* [EXERCISE GOAL]: Line by line, transcribe the records exactly.

Start of Block

PR #1206, opened 2019-01-03
respect our naming conventions

brotzeit:
Thanks @shaleh

### DIFF
--- a/rust_src/src/process.rs
+++ b/rust_src/src/process.rs
@@ -12,8 +12,8 @@ use crate::{
     multibyte::LispStringRef,
     remacs_sys::{
         add_process_read_fd, current_thread, delete_read_fd, emacs_get_tty_pgrp,
-        get_process as cget_process, list_system_processes, send_process,
-        setup_process_coding_systems, update_status, Fmapcar, STRING_BYTES,
+        list_system_processes, send_process, setup_process_coding_systems, update_status, Fmapcar,
+        STRING_BYTES,
     },
     remacs_sys::{pvec_type, EmacsInt, Lisp_Process, Lisp_Type, Vprocess_alist},
     remacs_sys::{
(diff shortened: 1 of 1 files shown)


brotzeit:
Hmmm clippy. I'm not sure about that...

shaleh:
If you look at it, there is no reason for the `if` as you have the code currently. `cget_process` was a different function. If there is now only `get_process` then get rid of the `if`.

rust_src/src/process.rs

End of Block

* [REPLY TO THE TASK]:
PR #1206, opened 2019-01-03
respect our naming conventions

brotzeit:
Thanks @shaleh

### DIFF
--- a/rust_src/src/process.rs
+++ b/rust_src/src/process.rs
@@ -12,8 +12,8 @@ use crate::{
     multibyte::LispStringRef,
     remacs_sys::{
         add_process_read_fd, current_thread, delete_read_fd, emacs_get_tty_pgrp,
-        get_process as cget_process, list_system_processes, send_process,
-        setup_process_coding_systems, update_status, Fmapcar, STRING_BYTES,
+        list_system_processes, send_process, setup_process_coding_systems, update_status, Fmapcar,
+        STRING_BYTES,
     },
     remacs_sys::{pvec_type, EmacsInt, Lisp_Process, Lisp_Type, Vprocess_alist},
     remacs_sys::{
(diff shortened: 1 of 1 files shown)


brotzeit:
Hmmm clippy. I'm not sure about that...

shaleh:
If you look at it, there is no reason for the `if` as you have the code currently. `cget_process` was a different function. If there is now only `get_process` then get rid of the `if`.

rust_src/src/process.rs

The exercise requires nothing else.